The statement added that the concern is that if the disclosure was determined to be contrary to the organization’s best interests, then there is a risk that directors would be in breach of their duties in approving the disclosure, exposing directors to potential enforcement action from ASIC. “The Cyber Security Act does not go so far as to create a safe harbour but does limit the purposes for which information contained in a ransomware payment report or voluntarily provided to the NCSC in the context of a significant cyber security incident can be used or disclosed, e.g. to assist the reporting entity in responding to the incident.”
The Cyber Security Act expressly states that the provision of information does not affect any claim of legal professional privilege over the information contained in that information. While this limited-use protection should provide organizations with greater comfort when disclosing information to the government, it is not a safe harbor and there are some notable gaps in the protection it affords.
Obligations that the entities have include that they may choose not to respond to requests for information from the National Cyber Security Coordinator; entities cannot share information received from the National Cyber Security Coordinator under the limited use obligation and cannot use that information for any reason other than the purpose it was shared; and they with existing cyber security incident reporting obligations cannot use this voluntary information sharing to replace mandatory reporting requirements.
Earlier this month, Australia’s Cyber and Infrastructure Security Centre (CISC) published the second edition of the Critical Infrastructure Annual Risk Review as part of Critical Infrastructure Security Month.
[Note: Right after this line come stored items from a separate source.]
Issue #187, opened 2026-07-21
Lineage admissibility: enforce at the mount, and collapse the three evaluation clocks (follow-up to #183)


vivere-dally:
> Follow-up to #183. **This is not a request to change or block that PR** — the rule it introduces is
> correct and should land. This issue argues that the rule is enforced one layer higher than it needs to
> be, that #183 already computes everything the cheaper enforcement point requires, and that the same
> predicate is currently evaluated on three different clocks.

## Summary

#183 makes an input edge admissible **iff the producing step was `completed` at the moment the reading
exec was submitted**. That predicate is causally correct and the replay reasoning behind it is sound.

The reservation is *placement*. The hazard — a concurrently-running sibling's mutable directory being
readable — remains in the container's namespace, and every layer beneath the mount re-derives which parts
of that namespace were safe to look at. #183 narrows what the **watcher may observe** to the immutable
set. The proposal here is to narrow what the **container may open** to the same set, using the same
enumeration the PR already builds.

Five recommendations, ranked. **R1 is a follow-up, not a blocker** — it changes container topology and
deserves its own blast radius. R2–R5 are small enough to ride with or immediately after #183.

| | Recommendation | Size | Risk | When |
|-|-|-|-|-|
| **R1** | Make the mount the enforcement point | L | Medium (topology) | Follow-up |
| **R2** | One completed-step snapshot per step, not per exec | S | Low | With/after #183 |
| **R3** | Label edges `declared` vs `observed` | S | Low | With/after #183 |
| **R4** | Close the `data/` branch (ungated + fail-fast) | S | Low | With/after #183 |
| **R5** | Reconsider fail-fast on a vanished *admissible* input | S | Policy call | Needs decision |

---

## 1. Ground truth: the invariant #183 rests on holds

The whole design depends on `completed ⇒ the step's tree will never change again`. This was verified
directly rather than assumed, because if it were false the entire gate would be unsound.

In `harness/src/workflows/sandbox-step.ts`, the post-step sequence is:

1. `walkStepArtifacts` — build the draft manifest
2. `generateStepFileMetadata` (DBOS step)
3. **`generateStepSummaryAndWrite`** — *writes `output/summary.md`* — `sandbox-step.ts:734`
4. `reconcileAndRegisterStepArtifacts` + `artifactRegistry.sync`
5. `vectorIndexStepOutputs`
6. `sandboxClient.teardown`
[...]

PR #188, opened 2026-07-21
fix(harness): refuse lineage edges to undeclared same-run siblings

vivere-dally:
## What & why

A step could be killed by bookkeeping about a file it never read.

In run `19110b58`, step `T2S2` completed its analysis — every output, figure and summary written — then failed with `errorClass: lineage_attestation` because `runs/<runId>/T5S1/output/_ct_for_r_BRAF.csv` was absent at reconcile. That file was a scratch file belonging to `T5S1`, a step running concurrently in a separate container, which created and deleted it. `T2S2` had no dependency on `T5S1` and could not have consumed it. The failure was symmetric — `T5S1` was simultaneously failing to attest `T2S2/output/gseapy_hallmark`.

**The crash is the lucky half.** In the same run, `T4S1` recorded three of `T2S2`'s files (`logs/run_gsea.log`, `output/wikipathways_symbols.gmt`, `scripts/run_gsea.py`) as its own inputs while `T2S2` was still running. They survived to reconcile, hashed cleanly, and were **registered as real lineage edges**. A survival-analysis step did not read a GSEA log. Nothing goes red; the provenance record is simply wrong.

Two premises combined to cause it. `classifyReadPath` turned *any* same-run path outside the step's own directory into a mandatory, content-attested `upstream` input — justified by *"a read of a same-run step outside `dependsOn` is still a valid upstream input."* And reconcile deferred input hashing to teardown *"because inputs are immutable for the step — the analysis tree is mounted read-only."* Read-only bounds what **this** step writes; every sibling has its own directory mounted read-write over the same host inodes and mutates it freely. Concurrency is normal, not exceptional — the scheduler starts every dependency-satisfied step that fits the machine budget.

### The rule

**A same-run sibling contributes a lineage edge only when it is a declared `dependsOn`.** Anything else under the step's own run is refused: no `InputRef`, no attestation target, no registered edge, and a log line naming the producing step so the drop is never silent.

Every branch under `runs/{ownRunId}/` decides off **one segment** — the first one after the run id, compared by equality. Not a `runs/{ownRunId}/{id}/` prefix: a trailing separator is not guaranteed to be present, because an `opendir` of a step directory is reported by the capture layers as the bare name. Under per-branch prefixes each such directory read misses its own branch and lands on the refusal, so a step refuses an edge to *itself* on every listing of its own tree, and does the same for a dependency it did declare. Segment equality also keeps an undeclared `qc2` from borrowing the verdict of a declared `qc`.

### Why declaration is sufficient here, with no runtime completion query

`scheduleReady` (`execute-analysis-scheduler.ts`) admits a step only when `step.depends_on.every((d) => completedSet.has(d))` — so every declared dependency is `completed` before the reading step starts, therefore before it submits any exec.

Completion in turn implies a frozen tree. In `sandbox-step.ts` the post-step order is: walk artifacts → file metadata → **`generateStepSummaryAndWrite` (the last write, `output/summary.md`)** → reconcile + register → sync → index → teardown → **`mark-complete` sets `status: "completed"`**. The status flips after the final write.

Composing the two: a declared dependency's directory is immutable for the reading step's entire lifetime, so its edge can be asserted unconditionally. That is what keeps this PR to 5 source files instead of a per-exec database read, a durable DBOS checkpoint to keep replay deterministic, a snapshot-unavailable failure arm, and metrics plumbing.

### Seeding `dependsOn` is load-bearing, not a tidy-up

`sandbox-step.ts` constructed `new ProvenanceCollector({ stepId, runId })` — `dependsOn` was never passed, so the declared-dependency branch was unreachable. The `exec-provenance-lineage` spec already required the seeding.

The two halves are not independent: refusing the sibling branch **without** seeding `dependsOn` would send every same-run read — declared dependencies included — into the refusal and delete all legitimate same-run lineage. The seeding is what makes the refusal safe. It is therefore projected from the parent's keyed plan snapshot (`planStepById`) and **thrown for** when the step is absent, never defaulted: an empty list is indistinguishable from a step that genuinely declared nothing, so a silent default would delete every edge the step was entitled to and leave no record that it did.

`SandboxStepInput` is DBOS workflow input, so the field is added **optional** and treated as an empty list when absent. A workflow recovered under the old shape under-captures every same-run **cross-step** edge — declared dependencies included, not only siblings — rather than admitting unstable ones. Fail-closed, consistent with the direction of the change. The blast radius is bounded: children already dispatched when the deploy lands keep their old-shape input for the rest of their lives; children dispatched afterward carry the field.

### Trade-off

An undeclared sibling that had **genuinely completed** no longer yields an edge. This is deliberate under-capture: an incomplete lineage graph is recoverable by re-running, a fabricated one is not. Each refused path is logged once per step, so the loss is visible rather than silent — and once per step rather than once per read, because a refusal reports one fact that does not change when the same file is read again, while reads dedup within a frame but not across the many execs one step issues.

**Reconcile's fail-fast is retained on purpose.** Once phantom sibling edges stop being asserted, an `input-enoent` means a *declared* dependency's file vanished — genuine drift that should fail loudly. Softening it here would re-hide the silent half.

## Scope

Harness-only. **No sandbox image rebuild, no Go changes, no database schema or query, no new DBOS step, no mount or capture-layer changes.** This narrows only what the harness is willing to *assert* from a frame, not what the container observes — so it is deployable on the current image.

Deliberately out of scope, tracked in #187: gating undeclared-but-completed siblings on a runtime completion snapshot; gating `prior`-run reads; narrowing the inotify watch scope and dropping bare `IN_OPEN`; the ungated `data/` branch; reconcile's fail-fast policy; declared-vs-observed edge labelling; narrowing the container mount itself.

Also deferred there: admitting a step's **transitive ancestors**. They are provably frozen by the same induction this PR relies on — a step is admitted only once its dependencies are `completed`, and `completed` is add-only — so no snapshot is needed to justify the edge. It is deferred anyway because it is a design question, not a mechanical gap: if `C` reads `A`'s output without declaring `A`, the plan's DAG misstates the data flow, and refusing the edge is what makes that visible. Whether the right answer is to attest it or to fix the planner belongs with the rest of the classification policy.

Related: #187 (structural follow-up and residual risks) · #183 (broader alternative — its per-exec snapshot is precisely what #187 argues should collapse to one snapshot per step).

## Verification

`tsc` clean · **1376 pass / 1 skip / 0 fail** across 134 files · `openspec validate --specs --strict` **62/62** · all changed `src/` files lint clean and Prettier-formatted.

Three caveats, stated so neither a red result nor a green one is misread:

- **`bun test` needs a container runtime.** Without a reachable Docker socket, the Postgres/DBOS testcontainer tests fail on startup alone — none of them in files this PR touches. The numbers above are from a run with `DOCKER_HOST` pointed at a live podman socket.
- **`bun run lint` fails on two pre-existing errors** in files this PR does not touch (`src/providers/ai-sdk.test.ts:346`, `src/tools/sandbox/list-available-refs.ts:394`, both last modified by df0591e on `main`), plus a config error on `scripts/smoke.mjs`. Linting this PR's own files reports clean.
- **A green `lint (harness)` check does not mean ESLint ran.** `.github/workflows/lint.yml` states that `harness/` "has no ESLint config, so its lint is the tsc typecheck", and the job body runs only `bunx tsc -p tsconfig.json --noEmit`. That premise is stale — `harness/eslint.config.js` exists and `harness/package.json` declares `"lint": "eslint ."`, resolving 97 rules including `neverthrow/must-use-result` and `no-console`. So the ESLint pass reported above is local-only; CI does not gate it for `harness/`. Pre-existing, and out of scope here.

### Coverage worth noting

`classifyReadPath` had **zero** test coverage before this — the existing collector tests only exercised `recordFileToolWrite`, which is how a five-branch classifier changed meaning without a single test objecting. It now has a test per branch, including a guard for the case where a declared dependency's path is *also* matched by the sibling branch; if that ordering ever inverts, every legitimate same-run edge silently becomes a refusal. Bare directory names and prefix-colliding step ids are covered as their own cases.

The seeding is tested across the join, not just on either side of it. `createLineageCollector` is split out of the step body so a test can drive **workflow input → collector → classification** in one assertion; previously the projection was tested in the parent and the classification in the collector, and deleting the one line that connects them left every layer's own tests green while all same-run lineage vanished.

Two reconcile-level tests carry the real regression guarantee:

1. A vanished undeclared sibling read no longer fails the step — the exact `T2S2` shape, driven through `reconcileManifestWithDisk`, the function that actually threw in production.
2. **The same read, if tracked, is still terminal** — forces the ref in via an explicit context and asserts `rejects.toThrow(/cannot attest input/)`. This exists so the first test cannot pass vacuously: together they prove the fail-fast path is live and that the *refusal* is what avoids it, rather than a weakened guard.

## Type of change

- [x] Bug fix
- [ ] Documentation

## Checklist

- [x] Lint, typecheck, and tests pass locally (`bun run lint`, `bun run typecheck`, `bun test`) — with the caveats documented under **Verification**.
- [x] Documentation updated if user-facing behavior changed — the `explicit-input-classification` and `exec-provenance-lineage` specs are updated, and the false immutability premise is corrected in the `exec-provenance-lineage` and `artifact-manifest` Purpose prose (requirement deltas cannot reach Purpose text).

- [x] **Methods:** no analytical method changes — this touches lineage bookkeeping only. No tool or library versions change.
- [x] **Sandbox:** the security model is untouched. No change to the workload uid, capability set, `no-new-privileges`, egress firewall or NetworkPolicy, exec-endpoint authentication, mount layout, resource limits, or spawned-command environment. Nothing is loosened; no sandbox or image file is modified.
- [x] **Provenance:** prior analyses remain reproducible, and the expected variance **is** documented: an undeclared same-run sibling read that previously produced an `upstream` edge now produces none. Declared-dependency, `data`, `artifacts` and `prior` edges are unchanged. The change only removes assertions that were unsound — a concurrently-running sibling has no ordering guarantee, so an edge to it was never reproducible in the first place. Historical fabricated edges already registered (for example `T4S1`'s three links to `T2S2` in run `19110b58`) are **not** rewritten by this PR; detecting them is scoped as a read-only audit in #187, since nothing should mutate registered provenance without a decision.


vivere-dally:
@claude review

vivere-dally:
@claude review

krajla (approved):

PR #194, opened 2026-07-21
feat(harness): retry transient provider failures with capped backoff

vivere-dally:
## What & why

A provider that fails to respond (connection refused/reset, DNS failure, 429/5xx) exhausts the AI SDK's hardcoded 2 retries in ~6 seconds and surfaces a failure — a brief provider outage or local-proxy restart breaks an agent turn or a durable workflow step immediately. The SDK's `generateText`/`streamText` expose only a retry *count*: the 2s initial delay and ×2 factor are hardcoded with no delay cap, so raising the count alone produces unbounded tail waits (~68 min cumulative at 10). Retry also cannot live at the DBOS layer: provider failures return as `err()` Results, which a durable step caches as *success* — step retries never see them. The provider seam is the only layer that can own this.

This PR wraps each wire attempt in `harness/src/providers/ai-sdk.ts` in a harness-owned retry envelope built on `retryWithExponentialBackoff` from `@ai-sdk/provider-utils` (promoted from transitive to direct dependency):

- **Policy**: 10 retries, 2s initial delay, ×2 backoff, every individual delay capped at 30s with full jitter — worst case ≈ 3.5 minutes. A server-named `Retry-After`/`retry-after-ms` is honored exactly when it parses within the cap.
- **Retryability** is decided by the harness's own `classifyProviderError`: 429/5xx/connection-level failures retry; `auth` (401), `budget` (402), `tenant-blocked` (403), and other concrete 4xx short-circuit after one attempt. The SDK's internal retry is disabled (`maxRetries: 0`) so attempts don't multiply.
- **Abort** interrupts the backoff sleep immediately; **exhaustion** keeps the last real failure on the `cause` chain so `ProviderError` classification still keys on the true HTTP status; **billing headers** re-resolve through the `ResolveBilling` seam per attempt.
- **Streaming** retries establishment only, covering both SDK failure-surfacing paths: a stream that errors before any delta rejects the first `textStream` pull, while a `doStream` promise rejection (the shape a real connection failure takes) is deferred by `streamText` past a clean `{done: true}` first pull — so a `done` first pull awaits the deferred result promises *inside* the envelope, and a genuine text-less turn still completes without a spurious retry. Once a delta reaches the consumer, errors propagate unchanged and text is never re-emitted.

The `harness-providers` spec gains the bounded-retry requirement with 5 scenarios; the OpenSpec change (`add-provider-retry`) is synced and archived in this PR. 16 new tests cover the delay function, chat retry/short-circuit/exhaustion, billing freshness, abort-during-backoff, and the streaming paths — fast retryable-exhaustion tests drive delay through a real `retry-after-ms: "0"` header so the header-honoring path is exercised for real.

## Type of change

- [ ] Bug fix
- [ ] Documentation

## Checklist

- [x] Lint, typecheck, and tests pass locally (`bun run lint`, `bun run typecheck`, `bun test`).*

\* `tsc -p tsconfig.json` clean; full `bun test` green (1392 pass, 1 pre-existing key-gated skip, 0 fail). Two lint issues exist at `main` and are untouched by this branch: `eslint .` crashes on `scripts/smoke.mjs` (typed rule applied to an `.mjs` without parser type info), and `src/providers/ai-sdk.test.ts` carries one `neverthrow/must-use-result` error (line 346 at `main`). The files changed here introduce no new findings (`eslint` on both changed source files verified).


vivere-dally:
@claude review

radutanasa (dismissed):

radutanasa (approved):

Issue #197, opened 2026-07-22
Closing the loop: bringing harness report generation up to the artifact-authoring loop


vivere-dally:
# Closing the loop: bringing harness report generation up to the artifact-authoring loop

**Status:** proposal — nothing in this document has been implemented.
**Scope:** `harness/src/tools/report/`, `harness/src/execution/report-{runner,render}.ts`, `harness/src/tools/iterate-report.ts`, `harness/src/prompts/report-builder.ts`, `templates/report-html/`, plus two CLI seams.
**Verified against:** working tree at `69e76b2`. Harness report tests 22 pass / 0 fail; `tsc -p tsconfig.json` clean. Every claim below was read out of the source rather than inferred; see the verification log at the end.

---

## 1. Why this document exists

While building a teaching artifact about this subsystem, I ended up running an unintentional control experiment: the same task — turn an analysis into a themed, self-describing HTML document — executed twice, by two different loops.

- **The harness's loop.** A brief crosses into a report-builder agent that cannot see the analysis, cannot search the filesystem, and (in the OSS build) cannot see the page it just wrote. It finishes by calling a gate that checks three things.
- **My loop.** Same task, but I rendered the page, drove headless Chrome against it, screenshotted it, and ran programmatic assertions over the result.

My loop found four real defects after I had already published once and believed the page was finished:

| Defect | Severity | Would the harness gate catch it? |
|---|---|---|
| Dark-mode active chip at 2.3:1 contrast (white on light pink) | Unreadable control | No |
| `--ink-3` text tier at ~4.0:1 across both themes | Below WCAG AA | No |
| Mobile grid track resolving to 477px inside a 325px box | Content clipped | No |
| Hero overflowing its container by 11px | Layout break | No |

All four pass `submit_report` trivially. The file existed and was non-empty, there were no unrendered Jinja markers (there was no Jinja at all), and every local reference resolved — my page had zero external references.

The mobile defect is the instructive one. Because the container had `overflow: hidden`, the blowout was *clipped* rather than pushed onto the page, so even a document-level overflow check would have reported clean. I only found it by measuring the computed grid track after a screenshot looked wrong.

**This document asks: what would it take for the report-builder's loop to catch what my loop caught?**

---

## 2. What my loop had that the builder's loop does not

| Capability | My loop | Report-builder | Gap addressed in |
|---|---|---|---|
| Render the document | Yes | Yes (`build_report`) | — |
[...]

PR #199, opened 2026-07-22
fix(harness): make the report tool surface match its implementation

vivere-dally:
## What & why

The report path had accumulated a set of claims the code never honoured. Prompts and tool descriptions are the one layer no typechecker validates, so each stayed green until an agent acted on it — and then failed silently, produced mislabelled output, or burned turns.

A user hit the worst case. Their conversation agent composed a valid report brief, was told the report "must be an object, not a JSON string", retried four times reasoning correctly that this was a tooling problem, then gave up and advised filing a bug against `anthropics/claude-code`. The brief was recoverable on every attempt.

**Root cause.** `submit_report` types its `report` field as `z.unknown()` to keep the ~12k brief schema off every conversation turn. The loop's automatic repair for double-encoded arguments (`repairToolInput`) is keyed on the tool's input schema *failing* — and a JSON string satisfies `z.unknown()`. So the schema succeeded, the loop returned early at `run-agent.ts:268`, and the repair at `:274` was never reached. The real schema rejected it later at a site that only emits a hint. The hint was accurate and unactionable: the model was told to pass an object directly, believed it already had, and resubmitted verbatim.

This is worth noting for the rework in #197, because the asymmetry is invisible until you look for it. `z.unknown()` is otherwise used only by the dry-run *validators*; every *committing* tool puts its real schema on the wire:

| Tool | Wire schema | Loop repair fires? |
|---|---|---|
| `submit_plan` | `PlannerPlanSchema` | yes |
| `submit_synthesis` | `RunSynthesisSchema` | yes |
| `submit_report` | `z.unknown()` | **no** |

Triaging that turned up more of the same class, which this PR closes as a pre-ship hardening pass.

Related to #197 — this does **not** close it. The larger rework tracked there (brief-aware gate, design-system conformance, Chrome sidecar, preview audit) is deliberately deferred and recorded as such in the archived change.

## What changed

- **A double-encoded brief is repaired instead of trapping the agent.** `acceptBrief` runs the same issue-guided repair the loop performs, before re-validating. When a brief decodes but is then genuinely invalid it reports the *decoded* value's issues, so the model isn't sent chasing a problem already solved.
- **`format` no longer accepts `"pdf"`.** It was accepted, threaded into the builder's instruction as `Build a new PDF report.`, never read by the build path, then persisted and emitted so the UI labelled HTML as a PDF. Persisted `"html" | "pdf"` unions stay wide so previews written earlier still parse.
- **Iterating an unknown `previewId` is refused** before minting access, staging assets, or starting the builder. It previously produced a fresh `v1` while telling the builder the prior template was "already in your working directory" — with no brief either, leaving it a change request and nothing to change.
- **The version filesystem rejects absolute paths** rather than stripping the leading slash. Stripping made the containment check unreachable: a deep absolute path landed a real file below the version dir and returned `ok`, after which `build_report` reported the template missing and the builder — which has no directory-listing tool — could not find it.
- **An unavailable preview seam is logged and its message is well-formed.** Every report in the OSS build emitted `preview-access mint failed: status=undefined …` with nothing logged, so nobody could tell the build's only visual verification step never ran. The composition is now shared, so `mint_preview_url` and `preview_snapshot` cannot describe the same failure differently.
- **Four stated capabilities that do not exist are removed**: a `grep` tool on the builder roster, oversized-source "skipping" that is actually a hard failure, a "15-min TTL" that exists nowhere on the path, and a `theme.css` the builder has no tool capable of reading.
- **The copy contract is now pinned by a test.** Review alone is what missed all four — a prior sweep for this exact class (`fea90fb`) did not touch this file. The test scans every `defineTool` id out of the package at runtime and asserts the builder prompt names exactly the roster `createVersionFsTools` returns, so a tool added anywhere immediately becomes a name the prompt may not use unless the builder holds it.

## Notes for review

**Two changes are breaking for an agent mid-conversation** (not for any consumer API): `format: "pdf"` is now rejected at the tool boundary, and an absolute path that previously "worked" (`/index.html`) now returns `out_of_scope`. Both failures are immediate and name the correction, and the builder prompt already mandates relative paths. Tolerating the benign absolute path is what made the harmful one undetectable — both arrive through the same normalization.

**Known spec drift, left in place.** `openspec/specs/iterative-report/spec.md`'s Purpose section and several requirement headers still name `iterate_report`, which was split into `plan_report` + `submit_report` without a spec update. The delta here is written against the shipped names so its own requirements are coherent; reconciling the rest is separate work, recorded on #197. It is not cosmetic — that split is what introduced the `z.unknown()` field behind the bug above.

**`bun run lint` is broken on `main`, independently of this PR.** It exits 2 on `harness/scripts/smoke.mjs` (a type-aware rule running on a file outside the tsconfig project). `eslint src/` runs, and reports 2 pre-existing errors in `src/providers/ai-sdk.test.ts` and `src/tools/sandbox/list-available-refs.ts`. Neither file is touched here, and every file this PR changes is lint-clean.

## Type of change

- [x] Bug fix
- [ ] Documentation

## Checklist

- [x] Lint, typecheck, and tests pass locally — `bun run typecheck` clean; `bun test` 1418 pass / 1 skip / 0 fail (needs `TESTCONTAINERS_RYUK_DISABLED=true`; the plain run has a known Ryuk testcontainer failure unrelated to this change). See the lint note above for the pre-existing `bun run lint` breakage.
- [x] Tests added or updated for the change — 3 new test files, 13 new tests. Each was mutation-checked: reverting the fix makes them fail.
- [x] Documentation updated if user-facing behavior changed — the `iterative-report` spec gains 3 requirements and 2 are rewritten; the change is synced and archived.
- [x] This PR is focused on a single logical change — one hardening pass over the report tool surface, sequenced as fix → follow-ups → sync/archive.


vivere-dally:
@claude review

vivere-dally:
Thanks — both findings were real and both are fixed in d4f702e, along with a third that the review pass missed. Detail below, then a re-review request.

## Your finding 1 — hint computed against the pre-repair value

Correct on mechanism. I measured the impact before fixing, and it is narrower than "worth a look if double-encoded-then-invalid briefs turn out to be common":

```
issue path=["audience"]  expected=string   hint w/ raw: undefined   hint w/ decoded: undefined
issue path=["sections"]  expected=array    hint w/ raw: undefined   hint w/ decoded: undefined
```

For the ordinary decoded-then-invalid brief both arms yield nothing — `repairableExpectation` only accepts `object`/`array`, and a *missing* field resolves to `undefined` rather than a string. The two differ in exactly one shape: an outer double-encoded brief whose nested array/object field is itself a JSON string.

```
issue path=["sections"] expected=array
  hint w/ raw string : undefined
  hint w/ repaired   : "This argument arrived as a JSON-encoded string. Pass the array directly…"
```

Fixed anyway — `acceptBrief` now returns `{ parsed, validated }` and `hintForZodIssue` gets the value the issues are actually addressed to.

## Your finding 2 — auto-generated id in the refusal

Confirmed, and it pointed at something structural. Verified the schema accepts iteration with no id at all:

```
submitReportInputSchema.safeParse({ modifications: "..." })  ->  success: true
```

So the real defect wasn't the message — it was that `modifications` never required a `previewId`. The envelope enforced `report` XOR `modifications` and stopped there. Fixed at the input boundary with a third refinement, which removes the confusing message as a side effect rather than papering over it.

## What the review missed — `baseVersion` bypasses the guard entirely

The guard asks only whether the preview holds *any* version. But `baseVersion` selects a *specific* one, and `report-runner.ts:141-155` resolves it independently and tolerates a missing base template in silence. `baseVersion` is `z.number().int().min(1)` — no upper bound, no cross-check.

A preview legitimately holding only `v1`, iterated with `baseVersion: 7`:

```
guard passed, builder started : true
resulting version             : 8
error                         : (none)
v8 template                   : <<NO TEMPLATE COPIED>>
```

The builder then receives the modification prompt asserting *"The previous version's template is already in your working directory… Do NOT rewrite from scratch"* — with no template and no brief. That is verbatim the defect this PR exists to close, reached through a different door, and it is reachable whenever an agent guesses a version number — which `baseVersion`'s own description invites (*"use when the user prefers an earlier version"*).

Same probe after the fix:

```
builder started : false
version         : 0
error           : Preview 'prv-real' has no version 7 to branch from — its latest version is 1.
                  Retry with a `baseVersion` that exists, or omit `baseVersion` to branch from the latest version.
```

Worth naming why this one slipped: it isn't visible by reading either side alone. It needs the guard's condition and the runner's independent base resolution held together, and the confirming evidence was an executable probe. Your note that `bun install` had no network access, so `bun test` / `tsc` couldn't run, is probably the whole story — a read-only pass is structurally better at finding stated-vs-implemented drift than at finding two correct-looking pieces that don't compose.

## Also changed since your pass

- The prompt copy guard banned *any* duration figure. The requirement is that a **stated access lifetime** match the code, not that the prompt avoid durations — a future legitimate line like "waits up to 8 seconds for theme-ready" would have failed spuriously, and the likely response would have been deleting the assertion rather than scoping it. Now narrowed to lifetime vocabulary near a figure, verified both directions: a reintroduced "valid for 15 minutes" fails, "waits up to 8 seconds" passes.
- The spec drift I'd disclosed as known debt is closed. All seven `iterate_report` references are gone, including the requirement header whose body already said `submit_report`. The Purpose section now also records that the builder's visual self-check exists only where the preview seam can mint a URL.
- The `Iteration against an unknown preview` requirement gained three scenarios covering the `baseVersion` arms and the `previewId` requirement.

## State

1422 pass / 1 skip / 0 fail, `bun run typecheck` clean, eslint clean on changed files. Every new test was mutation-checked — reverting each fix fails exactly its own test and nothing else; the `baseVersion` mutation reproduced the bypass precisely (*expected version 0, received 8*).

Standing caveat, unchanged from the PR body: `bun run lint` is broken on `main` independently of this branch (exits 2 on `harness/scripts/smoke.mjs`, a type-aware rule on a file outside the tsconfig project), and `eslint src/` reports 2 pre-existing errors in files this PR does not touch.

@claude please re-review the PR at d4f702e. Two things I'd especially like a second pair of eyes on:

1. **Does the guard now cover every path to an empty-handed builder?** It refuses when the preview holds no versions and when `baseVersion` names one that doesn't exist. I scoped it to iteration mode only, reasoning that creation always hands the builder a complete brief so a missing base template there is recoverable — please check that reasoning, and whether a version directory that exists but contains no `report.html.j2` is a fourth path worth refusing.
2. **Is the narrowed copy guard in `report-builder.test.ts` still strong enough?** It now requires lifetime vocabulary near a duration figure. I'd like a check on whether a plausible reintroduced TTL claim could slip past that proximity window.

radutanasa (approved):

The version focuses on current and emerging risks to Australia’s critical infrastructure throughout 2024, which faces constant threats of disruption that, if unaddressed, could significantly impact essential services relied upon by Australians. It also addresses the threats and hazards to Australia’s critical infrastructure, tackling emerging and ongoing national security and economic stability risks.
Before that in October, Australian cybersecurity agencies joined its U.S., and other international partners to publish a guide describing six principles that guide the creation and maintenance of a safe, secure critical infrastructure OT (operational technology) environment. Titled ‘Principles of Operational Technology Cybersecurity,’ the document outlines that safety is paramount; knowledge of the business is crucial; OT data is valuable and needs to be protected; segment and segregate OT from all other networks; the supply chain must be secure; and people are essential for OT cyber security.